1. The Cancer Genome Atlas (TCGA) and the Genotype Tissue Expression (GTEx) project have generated a wealth of RNA-seq data, but integrating these data across studies is challenging due to differences in sample handling and processing.
2. A pipeline has been developed to process and unify RNA-seq data from different studies, removing batch effects by uniformly reprocessing raw sequencing reads.
3. The data generated using this pipeline is available on figshare, with gene expression levels calculated from the FPKM in RSEM’s output being quantile normalized and corrected for batch effects.
The article “Unifying cancer and normal RNA sequencing data from different sources” provides an overview of a pipeline developed to process and unify RNA-seq data from different studies, removing batch effects by uniformly reprocessing raw sequencing reads. The article is well written and provides a detailed description of the methods used in the pipeline as well as technical validation results that demonstrate its effectiveness in correcting for study-specific batch effects.

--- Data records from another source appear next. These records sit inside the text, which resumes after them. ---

PR #4689, opened 2020-05-29
Restore info_hash() API

arvidn:
I think changing the return value of `info_hash()` is too intrusive of a change. Instead, add another member function, `info_hashes()`, which returns the new `info_hash_t` object.

Also, add back the old `storage.hpp` header with a friendly error message.


xavier2k6:
typo in `storage.hpp` `customization poin` -> `customization point`

arvidn:
@ssiloti before I cut the release branch for master, I tried to build qBT against it. This was the main issue causing source code incompatibility with current libtorrent 1.2. I think it makes sense to restore this to a more conservative/backwards compatible upgrade of the API.

include/libtorrent/torrent_info.hpp
```diff
@@ -378,8 +378,11 @@ TORRENT_VERSION_NAMESPACE_3
 		index_range<piece_index_t> piece_range() const
 		{ return m_files.piece_range(); }
 
-		// returns the info-hash of the torrent
-		const info_hash_t& info_hash() const { return m_info_hash; }
+		// returns the info-hash of the torrent. For BitTorrent v2 support, use
+		// ``info_hashes()`` to get an object that may hold both a v1 and v2
+		// info-hash
+		sha1_hash info_hash() const { return m_info_hash.get_best(); }
```
ssiloti, line 384: Since the goal here is to provide backwards compatibility with unmodified clients, I think this should return the v1 hash for hybrid torrents instead of the truncated v2 hash. Non-v2 aware clients are likely to display this to the user as a v1 hash which will cause confusion when it doesn't work with v1 only clients.

arvidn: makes sense. I was thinking that, as long as the info-hash is just used as a unique identifier, a client could support v2 torrents without knowing about it. but maybe that's risky

src/torrent_handle.cpp
```diff
@@ -205,7 +205,13 @@ namespace libtorrent {
 		return r;
 	}
 
-	info_hash_t torrent_handle::info_hash() const
+	sha1_hash torrent_handle::info_hash() const
+	{
+		std::shared_ptr<torrent> t = m_torrent.lock();
+		return t ? t->info_hash().get_best() : sha1_hash{};
```
ssiloti, line 211: Shouldn't this forward to `t->info_hash()`?

ssiloti, line 211: This should return `t->info_hash().v1` for consistency with `torrent_info`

However, there are some potential biases that should be noted when evaluating the trustworthiness and reliability of this article. First, the authors do not provide any evidence or discussion regarding possible risks associated with their approach, such as potential errors introduced by realignment or quantification tools used in their pipeline. Second, while they discuss how their approach can be used to compare expression levels between TCGA tumors and GTEx normal samples, they do not explore any counterarguments or alternative approaches that could be used for this purpose. Third, while they provide technical validation results demonstrating the effectiveness of their approach in correcting for study-specific batch effects, they do not provide any evidence or discussion regarding how well it performs on other tissues or datasets beyond those discussed in the article. Finally, while they provide access to the data generated using their pipeline on figshare, they do not provide any information about how this data can be accessed or used by other researchers.
In conclusion, while this article provides a detailed description of a pipeline developed to process and unify RNA-seq data from different studies, there are some potential biases that should be noted when evaluating its trustworthiness and reliability.